→ What the task asks: Exact duplicates of all entries are needed.
START Records for the exercise
PR #341, opened 2025-04-16
Rewrite Call handling to use Host interface

### LINKED ISSUE #340: Rewrite `Call` handling to use Host interface
The `Provider.Call` method should not take a `pulumi.Context` in the `CallRequest`, instead the context should be manufactured later at the dispatch or infer layer. The provider should use the `Host` interface to transition into a program context before invoking the user's `Call` function.

This will ensure that the Go context can be mutated by the middleware, such as `middleware.cancel`. I would guess that cancelation doesn't work with Call at the moment.

Observe [here](https://github.com/pulumi/pulumi-go-provider/blob/f8d994264e8d2e746eb01ad57725258ee94bc026/provider.go#L823-L825) how `comProvider.Call` is being invoked as a "synchronization point".  I believe the ideal would be to call the user's `Call`  function from within the program context provided by `comProvider.Call`.  In other words, there's actually two `pulumi.Context` instances being created and we can avoid that.

EronWright:
_A follow-up to https://github.com/pulumi/pulumi-go-provider/pull/338._

This PR rewrites Call handling to be consistent with how Construct works by leveraging the Host interface.  Now we avoid the duplicative creation of two `pulumi.Context` instances, and the awkward "synchronization point".  This is accomplished by invoking the user's `Call` code naturally from within the Go SDK's `call` function.

This PR also updates the test provider's Call implementation to more fully utilize the Go SDK, e.g. it now uses Input/Output types and calls `NewCallResult`.

It integrates provider cancelation into Call, so that all outstanding Calls are canceled.  This is made possible by creating the `pulumi.Context` less eagerly than before, so that it wraps the middleware's cancelable context.

It adds support for Call to `middleware.rpc`, to be able to wrap a legacy provider that implements Call.

Finally it adds support for integration testing of Provider.Call.

_In the below diagram(s), the yellow region is where the system is in a Pulumi program context and using Go SDK features such as inputs and outputs._

```mermaid
sequenceDiagram
    actor User as Pulumi
    participant Server as Provider Server
    participant SDK as Pulumi SDK
    participant Provider

    User->>Server: Call
    activate Server
    Server->>+Provider: Provider.Call
    Provider->>Provider: getHost(ctx)
    Provider->>Server: Host.Call
    activate Server
    Server->>Server: getEngineConn
    Server->>SDK: comProvider.Call
    activate SDK
    SDK->>SDK: pulumi.NewContext
    rect rgb(255,255,191)
    SDK->>Provider: CallFunc
    activate Provider
    Provider-->>SDK: RegisterResource
    SDK-->>User: RegisterResource
    Provider->>SDK: NewCallResult
    SDK->>Provider: 
    Provider->>SDK: (result)
    deactivate Provider
    end
    SDK->>Server: (result)
    deactivate SDK
    Server->>Provider: (result)
    deactivate Server
    Provider->>Server: (result)
    deactivate Provider
    Server->>User: (response)
    deactivate Server
```

The `call_consumer` program shows the expected output, the concatenated string produced by the test provider:
```plain

View in Browser (Ctrl+O): https://app.pulumi.com/eron-pulumi-corp/call_consumer/dev/updates/18

     Type                          Name               Status              
 +   pulumi:pulumi:Stack           call_consumer-dev  created (1s)        
 +   ├─ test:index:Component       test               created (0.56s)     
 +   │  └─ random:index:RandomPet  pet                created (0.07s)     
 +   └─ random:index:RandomPet     call-pet           created (0.16s)     

Outputs:
    resp1: "bar:urn:pulumi:dev::call_consumer::test:index:Component::test:smashing-fawn"

```

Stacked on top of https://github.com/pulumi/pulumi-go-provider/pull/338.

Closes #340

### DIFF
--- a/provider.go
+++ b/provider.go
@@ -858,7 +858,8 @@ type CallRequest struct {
 	Organization string
 }
 
-func newCallRequest(req *rpc.CallRequest, unmarshal rpcToProperty) (CallRequest, error) {
+func newCallRequest(req *rpc.CallRequest,
+	unmarshal func(s *structpb.Struct) (presource.PropertyMap, error)) (CallRequest, error) {
 	args, err := unmarshal(req.GetArgs())
 	if err != nil {
 		return CallRequest{}, fmt.Errorf("unable to convert args into a property map: %w", err)
--- a/provider.go
+++ b/provider.go
@@ -780,6 +780,9 @@ func (p *provider) Call(ctx context.Context, req *rpc.CallRequest) (*rpc.CallRes
 	if err != nil {
 		return nil, err
 	}
+
+	contract.Assertf(req.AcceptsOutputValues, "The caller must accept output values")
+
 	resp, err := p.client.Call(ctx, r)
 	if err != nil {
 		return nil, err
--- a/provider.go
+++ b/provider.go
@@ -38,10 +38,8 @@ import (
 	"github.com/pulumi/pulumi/sdk/v3/go/common/tokens"
 	"github.com/pulumi/pulumi/sdk/v3/go/common/util/contract"
 	"github.com/pulumi/pulumi/sdk/v3/go/common/util/rpcutil/rpcerror"
-	"github.com/pulumi/pulumi/sdk/v3/go/pulumi"
 	comProvider "github.com/pulumi/pulumi/sdk/v3/go/pulumi/provider"
 	rpc "github.com/pulumi/pulumi/sdk/v3/proto/go"
-	"google.golang.org/grpc"
 	"google.golang.org/grpc/codes"
 	"google.golang.org/grpc/status"
 	emptypb "google.golang.org/protobuf/types/known/emptypb"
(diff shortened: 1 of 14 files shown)


provider.go
```diff
@@ -854,13 +820,138 @@ func (p *provider) Call(ctx context.Context, req *rpc.CallRequest) (*rpc.CallRes
...
 // CallRequest represents a requested resource method invocation.
 //
 // It corresponds to [rpc.CallRequest] on the wire.
 type CallRequest struct {
-	Tok     tokens.ModuleMember
-	Args    presource.PropertyMap
-	Context *pulumi.Context
+	// the function token to invoke.
+	Tok tokens.ModuleMember
+	// the arguments for the function invocation.
```
lunaris, line 838: Possible nit: `s/function/method/g`?

provider.go
```diff
@@ -854,13 +820,138 @@ func (p *provider) Call(ctx context.Context, req *rpc.CallRequest) (*rpc.CallRes
...
+		DryRun:          req.GetDryRun(),
+		Parallel:        req.GetParallel(),
+		MonitorEndpoint: req.GetMonitorEndpoint(),
+		Organization:    req.GetOrganization(),
+	}
+	return r, nil
+}
+
+func (c CallRequest) rpc(marshal propertyToRPC) *rpc.CallRequest {
+
```
lunaris, line 904:
```suggestion
```

lunaris: There's a golangci-lint check we could add for this sort of thing. The full (somewhat aggressive) list we use in `pulumi/pulumi` that I think works well in case useful:

```
    - durationcheck                                                  
    - depguard                                                        
    - errcheck                               
    - exhaustive
    - gofumpt                                                   
    - goheader
    - goprintffuncname                                                   
    - gosec                                                            
    - govet                                                                   
    - importas                                                           
    - ineffassign                   
    - lll
    - misspell
    - nakedret  
    - nolintlint                      
    - paralleltest                                                       
    - perfsprint       
    - prealloc                                                                                         
    - revive
    - unconvert                                               
    - unused                                          
    - usetesting                                                    
    - wastedassign   
    - whitespace   
```

`whitespace` is the one in question here I think.

provider.go
```diff
@@ -854,13 +820,138 @@ func (p *provider) Call(ctx context.Context, req *rpc.CallRequest) (*rpc.CallRes
...
+	fromUrns := func(urns []presource.URN) []string {
+		r := make([]string, len(urns))
+		for i, urn := range urns {
+			r[i] = string(urn)
+		}
+		return r
+	}
+
+	// Marshal the args.
```
lunaris, line 913:
```suggestion
```
Not sure this is necessary? Same for similar comments about unmarshalling later, but happy either way

lunaris (approved):
Nice!

provider.go
EronWright: We need 100% fidelity going in/out of the rpc representation, to support `middleware.rpc` which calls into a legacy provider.

provider.go
EronWright: I got the text from upstream:
https://github.com/pulumi/pulumi/blob/0ff190607702431a286161d8847902e2238e39f2/proto/pulumi/provider.proto#L502-L512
END Records for the exercise
→ Exercise result:
PR #341, opened 2025-04-16
Rewrite Call handling to use Host interface

### LINKED ISSUE #340: Rewrite `Call` handling to use Host interface
The `Provider.Call` method should not take a `pulumi.Context` in the `CallRequest`, instead the context should be manufactured later at the dispatch or infer layer. The provider should use the `Host` interface to transition into a program context before invoking the user's `Call` function.

This will ensure that the Go context can be mutated by the middleware, such as `middleware.cancel`. I would guess that cancelation doesn't work with Call at the moment.

Observe [here](https://github.com/pulumi/pulumi-go-provider/blob/f8d994264e8d2e746eb01ad57725258ee94bc026/provider.go#L823-L825) how `comProvider.Call` is being invoked as a "synchronization point".  I believe the ideal would be to call the user's `Call`  function from within the program context provided by `comProvider.Call`.  In other words, there's actually two `pulumi.Context` instances being created and we can avoid that.

EronWright:
_A follow-up to https://github.com/pulumi/pulumi-go-provider/pull/338._

This PR rewrites Call handling to be consistent with how Construct works by leveraging the Host interface.  Now we avoid the duplicative creation of two `pulumi.Context` instances, and the awkward "synchronization point".  This is accomplished by invoking the user's `Call` code naturally from within the Go SDK's `call` function.

This PR also updates the test provider's Call implementation to more fully utilize the Go SDK, e.g. it now uses Input/Output types and calls `NewCallResult`.

It integrates provider cancelation into Call, so that all outstanding Calls are canceled.  This is made possible by creating the `pulumi.Context` less eagerly than before, so that it wraps the middleware's cancelable context.

It adds support for Call to `middleware.rpc`, to be able to wrap a legacy provider that implements Call.

Finally it adds support for integration testing of Provider.Call.

_In the below diagram(s), the yellow region is where the system is in a Pulumi program context and using Go SDK features such as inputs and outputs._

```mermaid
sequenceDiagram
    actor User as Pulumi
    participant Server as Provider Server
    participant SDK as Pulumi SDK
    participant Provider

    User->>Server: Call
    activate Server
    Server->>+Provider: Provider.Call
    Provider->>Provider: getHost(ctx)
    Provider->>Server: Host.Call
    activate Server
    Server->>Server: getEngineConn
    Server->>SDK: comProvider.Call
    activate SDK
    SDK->>SDK: pulumi.NewContext
    rect rgb(255,255,191)
    SDK->>Provider: CallFunc
    activate Provider
    Provider-->>SDK: RegisterResource
    SDK-->>User: RegisterResource
    Provider->>SDK: NewCallResult
    SDK->>Provider: 
    Provider->>SDK: (result)
    deactivate Provider
    end
    SDK->>Server: (result)
    deactivate SDK
    Server->>Provider: (result)
    deactivate Server
    Provider->>Server: (result)
    deactivate Provider
    Server->>User: (response)
    deactivate Server
```

The `call_consumer` program shows the expected output, the concatenated string produced by the test provider:
```plain

View in Browser (Ctrl+O): https://app.pulumi.com/eron-pulumi-corp/call_consumer/dev/updates/18

     Type                          Name               Status              
 +   pulumi:pulumi:Stack           call_consumer-dev  created (1s)        
 +   ├─ test:index:Component       test               created (0.56s)     
 +   │  └─ random:index:RandomPet  pet                created (0.07s)     
 +   └─ random:index:RandomPet     call-pet           created (0.16s)     

Outputs:
    resp1: "bar:urn:pulumi:dev::call_consumer::test:index:Component::test:smashing-fawn"

```

Stacked on top of https://github.com/pulumi/pulumi-go-provider/pull/338.

Closes #340

### DIFF
--- a/provider.go
+++ b/provider.go
@@ -858,7 +858,8 @@ type CallRequest struct {
 	Organization string
 }
 
-func newCallRequest(req *rpc.CallRequest, unmarshal rpcToProperty) (CallRequest, error) {
+func newCallRequest(req *rpc.CallRequest,
+	unmarshal func(s *structpb.Struct) (presource.PropertyMap, error)) (CallRequest, error) {
 	args, err := unmarshal(req.GetArgs())
 	if err != nil {
 		return CallRequest{}, fmt.Errorf("unable to convert args into a property map: %w", err)
--- a/provider.go
+++ b/provider.go
@@ -780,6 +780,9 @@ func (p *provider) Call(ctx context.Context, req *rpc.CallRequest) (*rpc.CallRes
 	if err != nil {
 		return nil, err
 	}
+
+	contract.Assertf(req.AcceptsOutputValues, "The caller must accept output values")
+
 	resp, err := p.client.Call(ctx, r)
 	if err != nil {
 		return nil, err
--- a/provider.go
+++ b/provider.go
@@ -38,10 +38,8 @@ import (
 	"github.com/pulumi/pulumi/sdk/v3/go/common/tokens"
 	"github.com/pulumi/pulumi/sdk/v3/go/common/util/contract"
 	"github.com/pulumi/pulumi/sdk/v3/go/common/util/rpcutil/rpcerror"
-	"github.com/pulumi/pulumi/sdk/v3/go/pulumi"
 	comProvider "github.com/pulumi/pulumi/sdk/v3/go/pulumi/provider"
 	rpc "github.com/pulumi/pulumi/sdk/v3/proto/go"
-	"google.golang.org/grpc"
 	"google.golang.org/grpc/codes"
 	"google.golang.org/grpc/status"
 	emptypb "google.golang.org/protobuf/types/known/emptypb"
(diff shortened: 1 of 14 files shown)


provider.go
```diff
@@ -854,13 +820,138 @@ func (p *provider) Call(ctx context.Context, req *rpc.CallRequest) (*rpc.CallRes
...
 // CallRequest represents a requested resource method invocation.
 //
 // It corresponds to [rpc.CallRequest] on the wire.
 type CallRequest struct {
-	Tok     tokens.ModuleMember
-	Args    presource.PropertyMap
-	Context *pulumi.Context
+	// the function token to invoke.
+	Tok tokens.ModuleMember
+	// the arguments for the function invocation.
```
lunaris, line 838: Possible nit: `s/function/method/g`?

provider.go
```diff
@@ -854,13 +820,138 @@ func (p *provider) Call(ctx context.Context, req *rpc.CallRequest) (*rpc.CallRes
...
+		DryRun:          req.GetDryRun(),
+		Parallel:        req.GetParallel(),
+		MonitorEndpoint: req.GetMonitorEndpoint(),
+		Organization:    req.GetOrganization(),
+	}
+	return r, nil
+}
+
+func (c CallRequest) rpc(marshal propertyToRPC) *rpc.CallRequest {
+
```
lunaris, line 904:
```suggestion
```

lunaris: There's a golangci-lint check we could add for this sort of thing. The full (somewhat aggressive) list we use in `pulumi/pulumi` that I think works well in case useful:

```
    - durationcheck                                                  
    - depguard                                                        
    - errcheck                               
    - exhaustive
    - gofumpt                                                   
    - goheader
    - goprintffuncname                                                   
    - gosec                                                            
    - govet                                                                   
    - importas                                                           
    - ineffassign                   
    - lll
    - misspell
    - nakedret  
    - nolintlint                      
    - paralleltest                                                       
    - perfsprint       
    - prealloc                                                                                         
    - revive
    - unconvert                                               
    - unused                                          
    - usetesting                                                    
    - wastedassign   
    - whitespace   
```

`whitespace` is the one in question here I think.

provider.go
```diff
@@ -854,13 +820,138 @@ func (p *provider) Call(ctx context.Context, req *rpc.CallRequest) (*rpc.CallRes
...
+	fromUrns := func(urns []presource.URN) []string {
+		r := make([]string, len(urns))
+		for i, urn := range urns {
+			r[i] = string(urn)
+		}
+		return r
+	}
+
+	// Marshal the args.
```
lunaris, line 913:
```suggestion
```
Not sure this is necessary? Same for similar comments about unmarshalling later, but happy either way

lunaris (approved):
Nice!

provider.go
EronWright: We need 100% fidelity going in/out of the rpc representation, to support `middleware.rpc` which calls into a legacy provider.

provider.go
EronWright: I got the text from upstream:
https://github.com/pulumi/pulumi/blob/0ff190607702431a286161d8847902e2238e39f2/proto/pulumi/provider.proto#L502-L512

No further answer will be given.